I don't know about Passats but its not usual to have a constant creaking. Some cars do suffer from it but theres usually a solution like greasing a noisy bushing or replacing with a different bushing etc. I'd look for some VW forums to find out out passats specifically. A quick google seems like there lots of info out there.


----------



## Carmel (9 Nov 2007)

Thanks for your replies. I spent a couple of hours yesterday going through VW discussion boards and found plenty of problems with the new Passat, but not this specifically (a couple of them mentioned it, but in connection with the older mdoel which I understand has a different suspension system). 

C


----------



## usrbin (13 Nov 2007)

Longshot: sounds quite like a top link, part of the upper suspension, up over the wheel in the arch.  I had a similar persistent noise (though NB not on a VW - on a Nissan) but never did anything about it (just learned to live with the noise ).  Top link could be too tight/possibly too lose, a bad fit, have perished rubber around it... 
Note also that the part may be called something else in the VW lexicon, a good mechanic will know...
Just a suggestion, could be waay wrong
Good luck


----------



## cerberos (13 Nov 2007)

had 2 passats 98 and 01 models = No CREAKS ever


----------



## Carmel (15 Nov 2007)

Thanks for all the replies. 

The noise disappeared totally yesterday (first wet day in ages) and I can only assume it was something to do with the rain.
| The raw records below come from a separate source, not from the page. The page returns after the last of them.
PR #22980, opened 2021-07-22
Update perf-tests branch for 1.21 and 1.22 release jobs

marseel:
/assign @wojtek-t

### DIFF
--- a/config/jobs/kubernetes/sig-release/release-branch-jobs/1.21.yaml
+++ b/config/jobs/kubernetes/sig-release/release-branch-jobs/1.21.yaml
@@ -288,7 +288,7 @@ periodics:
     org: kubernetes
     path_alias: k8s.io/kubernetes
     repo: kubernetes
-  - base_ref: master
+  - base_ref: release-1.21
     org: kubernetes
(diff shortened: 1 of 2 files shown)


config/jobs/kubernetes/sig-release/release-branch-jobs/1.21.yaml
```diff
@@ -288,7 +288,7 @@ periodics:
     org: kubernetes
     path_alias: k8s.io/kubernetes
     repo: kubernetes
-  - base_ref: master
+  - base_ref: release-1.21
```
wojtek-t, line 291: This problem is related to: https://github.com/kubernetes/test-infra/issues/17097

Can we not just fix the actual jobs, but address that bug too to avoid those issues in the future?

marseel: I believe @jupblb is looking into it currently.

marseel: I've opened PR for fixing forker: #22984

I will be interested to see if it comes back when it dries up. 

Bring the garage manager for a drive in it on Monday, so will report back.

C


----------



## werner (16 Nov 2007)

The post highlight how poor the design of so called speed humps are.

Some are lethally sited on bends in neighbourhoods

The worst I have seen caused a car braking at modest speed (within the local speed limit) to lose traction due to an unequal weight distribution between the front and rear wheels (braking on the hump) resulting in it sliding onto the footpath.

If anyone was standing there they would have been killed


----------



## BIG (16 Nov 2007)

this is apparently common with golfs and A3s, garage replaced bushings when i got it serviced and it was fine from then on


----------



## aircobra19 (16 Nov 2007)

werner said:


> The post highlight how poor the design of so called speed humps are.
> 
> Some are lethally sited on bends in neighbourhoods
> 
> ...



I don't understand your point tbh. Maybe I just don't understand it though. 

Fair enough they shouldn't be on a bend unless its long sweeping gentle bend prone to speeding. I could be wrong but I always though that most of the braking effort is done by the front brakes, and most cars weight distribution is even more bias to the front under braking. The back of the car goes "light". So a car always has uneven weight distribution under braking unless its a racing car or something. 

What you describe in my opinion is not the fault of the hump. You shouldn't be braking on a hump or through a corner. If you do, you're going too fast and braking too late and thats driver error. You should enter a corner or arrive at a ramp at the correct speed. Of course speed will vary for different vehicles. 

Theres some ramps near me that have deep dip either before or after, or just on one side or the other, not by design, but just bad workmanship. Unless you know to avoid the dip, or crawl over them practically stopped the car bounces in and out of them. I would say you'd rip the sump, or nut out if you not careful on them. 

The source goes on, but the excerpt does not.